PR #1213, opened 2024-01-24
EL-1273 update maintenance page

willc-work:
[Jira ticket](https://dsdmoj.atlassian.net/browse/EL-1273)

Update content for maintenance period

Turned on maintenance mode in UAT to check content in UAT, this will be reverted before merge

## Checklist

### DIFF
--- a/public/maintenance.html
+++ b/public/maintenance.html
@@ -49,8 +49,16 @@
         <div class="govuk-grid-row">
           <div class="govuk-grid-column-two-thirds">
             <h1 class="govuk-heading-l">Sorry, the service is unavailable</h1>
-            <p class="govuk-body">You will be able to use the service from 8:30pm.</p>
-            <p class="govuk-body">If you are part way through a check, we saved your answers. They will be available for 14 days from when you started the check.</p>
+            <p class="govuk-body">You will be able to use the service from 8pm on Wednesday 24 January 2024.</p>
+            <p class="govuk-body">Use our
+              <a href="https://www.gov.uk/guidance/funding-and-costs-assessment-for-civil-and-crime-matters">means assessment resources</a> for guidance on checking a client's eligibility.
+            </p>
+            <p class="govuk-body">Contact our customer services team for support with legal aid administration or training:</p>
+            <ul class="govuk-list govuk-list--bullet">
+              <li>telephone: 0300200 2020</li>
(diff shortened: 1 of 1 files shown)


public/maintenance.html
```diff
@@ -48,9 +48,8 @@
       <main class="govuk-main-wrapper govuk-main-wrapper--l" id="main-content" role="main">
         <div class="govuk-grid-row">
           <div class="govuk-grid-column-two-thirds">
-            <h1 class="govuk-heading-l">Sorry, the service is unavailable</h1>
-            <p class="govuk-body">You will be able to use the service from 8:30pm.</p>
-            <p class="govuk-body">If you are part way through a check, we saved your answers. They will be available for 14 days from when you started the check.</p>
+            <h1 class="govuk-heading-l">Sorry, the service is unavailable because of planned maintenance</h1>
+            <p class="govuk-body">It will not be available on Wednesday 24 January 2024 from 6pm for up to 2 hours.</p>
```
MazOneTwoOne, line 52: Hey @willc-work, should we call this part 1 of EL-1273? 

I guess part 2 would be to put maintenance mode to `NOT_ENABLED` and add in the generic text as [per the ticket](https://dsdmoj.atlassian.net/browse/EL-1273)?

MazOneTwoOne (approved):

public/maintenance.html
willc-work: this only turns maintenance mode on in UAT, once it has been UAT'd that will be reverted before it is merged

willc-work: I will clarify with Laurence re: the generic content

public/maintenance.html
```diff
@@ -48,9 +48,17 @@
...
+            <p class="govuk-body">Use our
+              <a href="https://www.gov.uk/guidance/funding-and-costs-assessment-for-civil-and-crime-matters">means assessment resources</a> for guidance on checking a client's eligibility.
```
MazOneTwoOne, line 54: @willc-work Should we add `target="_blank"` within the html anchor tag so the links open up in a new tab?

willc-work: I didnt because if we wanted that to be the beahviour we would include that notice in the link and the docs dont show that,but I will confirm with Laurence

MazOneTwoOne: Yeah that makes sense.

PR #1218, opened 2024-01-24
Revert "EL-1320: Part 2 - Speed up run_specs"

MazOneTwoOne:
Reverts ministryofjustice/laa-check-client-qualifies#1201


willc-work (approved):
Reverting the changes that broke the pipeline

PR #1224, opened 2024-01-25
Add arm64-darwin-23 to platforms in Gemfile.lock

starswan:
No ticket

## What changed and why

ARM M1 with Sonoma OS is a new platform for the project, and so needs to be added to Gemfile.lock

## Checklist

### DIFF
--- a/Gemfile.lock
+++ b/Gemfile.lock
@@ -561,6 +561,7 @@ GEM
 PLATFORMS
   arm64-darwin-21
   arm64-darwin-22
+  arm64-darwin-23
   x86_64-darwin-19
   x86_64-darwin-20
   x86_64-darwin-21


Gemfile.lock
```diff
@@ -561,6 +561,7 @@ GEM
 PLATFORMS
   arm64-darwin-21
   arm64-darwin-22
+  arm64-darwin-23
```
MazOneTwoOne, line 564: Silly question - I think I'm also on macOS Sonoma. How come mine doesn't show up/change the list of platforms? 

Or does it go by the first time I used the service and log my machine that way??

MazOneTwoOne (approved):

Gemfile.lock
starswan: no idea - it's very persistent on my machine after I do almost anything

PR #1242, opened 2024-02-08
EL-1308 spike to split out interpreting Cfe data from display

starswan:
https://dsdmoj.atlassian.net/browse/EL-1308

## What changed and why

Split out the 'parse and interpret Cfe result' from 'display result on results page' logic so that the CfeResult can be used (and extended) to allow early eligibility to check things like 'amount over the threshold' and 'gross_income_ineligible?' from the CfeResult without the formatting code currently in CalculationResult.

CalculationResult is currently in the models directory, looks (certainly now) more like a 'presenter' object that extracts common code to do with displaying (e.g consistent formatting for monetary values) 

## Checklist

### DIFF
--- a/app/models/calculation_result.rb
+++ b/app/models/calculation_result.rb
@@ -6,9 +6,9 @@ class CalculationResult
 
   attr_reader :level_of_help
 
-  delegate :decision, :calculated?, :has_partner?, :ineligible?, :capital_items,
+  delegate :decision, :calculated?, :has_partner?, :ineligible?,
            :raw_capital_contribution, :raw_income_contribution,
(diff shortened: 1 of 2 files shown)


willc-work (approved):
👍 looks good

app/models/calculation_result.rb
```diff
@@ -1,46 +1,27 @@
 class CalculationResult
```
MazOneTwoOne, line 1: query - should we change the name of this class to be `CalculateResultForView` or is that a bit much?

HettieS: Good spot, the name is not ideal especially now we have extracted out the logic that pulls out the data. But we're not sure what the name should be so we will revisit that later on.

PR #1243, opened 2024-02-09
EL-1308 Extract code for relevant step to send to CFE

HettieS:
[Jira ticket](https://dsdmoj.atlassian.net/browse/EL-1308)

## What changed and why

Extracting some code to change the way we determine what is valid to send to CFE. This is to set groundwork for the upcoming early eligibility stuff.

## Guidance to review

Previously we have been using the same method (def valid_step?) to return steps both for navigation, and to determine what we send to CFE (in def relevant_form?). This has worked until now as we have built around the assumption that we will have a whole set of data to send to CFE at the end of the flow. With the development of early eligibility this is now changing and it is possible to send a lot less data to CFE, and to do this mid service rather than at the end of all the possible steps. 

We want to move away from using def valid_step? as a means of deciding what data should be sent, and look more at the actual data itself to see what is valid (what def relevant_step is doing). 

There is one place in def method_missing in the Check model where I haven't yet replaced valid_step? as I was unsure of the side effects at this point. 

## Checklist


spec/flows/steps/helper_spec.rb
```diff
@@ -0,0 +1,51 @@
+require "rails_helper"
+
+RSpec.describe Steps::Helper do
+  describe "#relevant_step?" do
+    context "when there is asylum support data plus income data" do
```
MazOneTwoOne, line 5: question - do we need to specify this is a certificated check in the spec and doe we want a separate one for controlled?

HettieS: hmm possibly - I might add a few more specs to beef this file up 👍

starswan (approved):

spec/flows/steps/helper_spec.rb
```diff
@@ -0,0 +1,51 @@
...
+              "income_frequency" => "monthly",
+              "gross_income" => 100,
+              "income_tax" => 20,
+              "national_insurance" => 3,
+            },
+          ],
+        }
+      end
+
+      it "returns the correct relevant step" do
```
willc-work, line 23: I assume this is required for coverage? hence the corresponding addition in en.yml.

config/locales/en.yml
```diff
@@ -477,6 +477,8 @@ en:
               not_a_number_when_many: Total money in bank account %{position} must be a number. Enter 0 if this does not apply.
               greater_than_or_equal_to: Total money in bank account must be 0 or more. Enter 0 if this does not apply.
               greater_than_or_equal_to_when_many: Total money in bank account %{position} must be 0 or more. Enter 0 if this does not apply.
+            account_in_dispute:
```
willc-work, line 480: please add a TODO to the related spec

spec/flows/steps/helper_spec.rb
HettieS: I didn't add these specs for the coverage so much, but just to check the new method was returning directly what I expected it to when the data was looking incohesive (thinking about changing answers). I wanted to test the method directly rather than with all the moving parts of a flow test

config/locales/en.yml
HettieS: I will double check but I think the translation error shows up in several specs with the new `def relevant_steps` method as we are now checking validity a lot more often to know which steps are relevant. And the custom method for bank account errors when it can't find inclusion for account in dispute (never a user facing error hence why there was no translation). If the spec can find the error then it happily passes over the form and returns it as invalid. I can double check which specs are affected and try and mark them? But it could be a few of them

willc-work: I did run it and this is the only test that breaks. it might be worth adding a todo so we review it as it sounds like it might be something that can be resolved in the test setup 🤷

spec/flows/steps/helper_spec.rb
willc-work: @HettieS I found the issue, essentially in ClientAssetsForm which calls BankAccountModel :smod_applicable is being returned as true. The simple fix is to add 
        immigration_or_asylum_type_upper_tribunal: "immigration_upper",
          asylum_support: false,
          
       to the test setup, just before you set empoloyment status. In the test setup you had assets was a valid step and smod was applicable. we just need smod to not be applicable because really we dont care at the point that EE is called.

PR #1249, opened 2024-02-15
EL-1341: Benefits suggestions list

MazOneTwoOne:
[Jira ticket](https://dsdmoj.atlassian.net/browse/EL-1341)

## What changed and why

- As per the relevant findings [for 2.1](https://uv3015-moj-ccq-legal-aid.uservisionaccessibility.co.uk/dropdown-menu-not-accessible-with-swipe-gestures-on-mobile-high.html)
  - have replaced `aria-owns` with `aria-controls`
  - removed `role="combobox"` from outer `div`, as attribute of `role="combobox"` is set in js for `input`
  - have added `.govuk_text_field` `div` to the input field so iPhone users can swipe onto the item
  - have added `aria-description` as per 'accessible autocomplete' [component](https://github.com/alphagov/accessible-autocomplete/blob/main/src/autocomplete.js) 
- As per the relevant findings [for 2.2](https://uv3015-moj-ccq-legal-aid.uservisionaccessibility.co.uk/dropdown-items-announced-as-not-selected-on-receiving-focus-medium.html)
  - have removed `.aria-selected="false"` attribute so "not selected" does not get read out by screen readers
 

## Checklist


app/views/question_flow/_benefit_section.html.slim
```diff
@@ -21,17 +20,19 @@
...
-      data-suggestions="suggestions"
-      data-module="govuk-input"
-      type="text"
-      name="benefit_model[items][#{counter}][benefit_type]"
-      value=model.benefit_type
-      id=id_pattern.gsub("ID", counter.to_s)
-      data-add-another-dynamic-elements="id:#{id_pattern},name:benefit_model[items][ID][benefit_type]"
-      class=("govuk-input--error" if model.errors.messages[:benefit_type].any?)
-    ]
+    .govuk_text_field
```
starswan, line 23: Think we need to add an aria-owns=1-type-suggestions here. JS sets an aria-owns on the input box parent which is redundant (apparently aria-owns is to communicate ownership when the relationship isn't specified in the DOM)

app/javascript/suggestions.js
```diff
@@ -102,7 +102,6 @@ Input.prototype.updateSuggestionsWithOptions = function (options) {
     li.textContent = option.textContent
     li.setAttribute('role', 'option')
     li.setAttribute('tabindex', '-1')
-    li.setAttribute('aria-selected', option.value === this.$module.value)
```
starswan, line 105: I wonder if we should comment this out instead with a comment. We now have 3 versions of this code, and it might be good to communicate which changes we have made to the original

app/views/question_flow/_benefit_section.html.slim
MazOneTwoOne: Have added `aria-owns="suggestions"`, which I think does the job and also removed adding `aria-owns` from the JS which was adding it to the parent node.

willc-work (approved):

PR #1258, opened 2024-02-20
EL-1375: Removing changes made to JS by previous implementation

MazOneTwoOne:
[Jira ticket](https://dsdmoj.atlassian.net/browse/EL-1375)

**Prompt:** Copy out every line of the listing where the word "data" occurs.

**Exercise response:**
EL-1308 spike to split out interpreting Cfe data from display
HettieS: Good spot, the name is not ideal especially now we have extracted out the logic that pulls out the data. But we're not sure what the name should be so we will revisit that later on.
Previously we have been using the same method (def valid_step?) to return steps both for navigation, and to determine what we send to CFE (in def relevant_form?). This has worked until now as we have built around the assumption that we will have a whole set of data to send to CFE at the end of the flow. With the development of early eligibility this is now changing and it is possible to send a lot less data to CFE, and to do this mid service rather than at the end of all the possible steps. 
We want to move away from using def valid_step? as a means of deciding what data should be sent, and look more at the actual data itself to see what is valid (what def relevant_step is doing). 
+    context "when there is asylum support data plus income data" do
HettieS: I didn't add these specs for the coverage so much, but just to check the new method was returning directly what I expected it to when the data was looking incohesive (thinking about changing answers). I wanted to test the method directly rather than with all the moving parts of a flow test
-      data-suggestions="suggestions"
-      data-module="govuk-input"
-      data-add-another-dynamic-elements="id:#{id_pattern},name:benefit_model[items][ID][benefit_type]"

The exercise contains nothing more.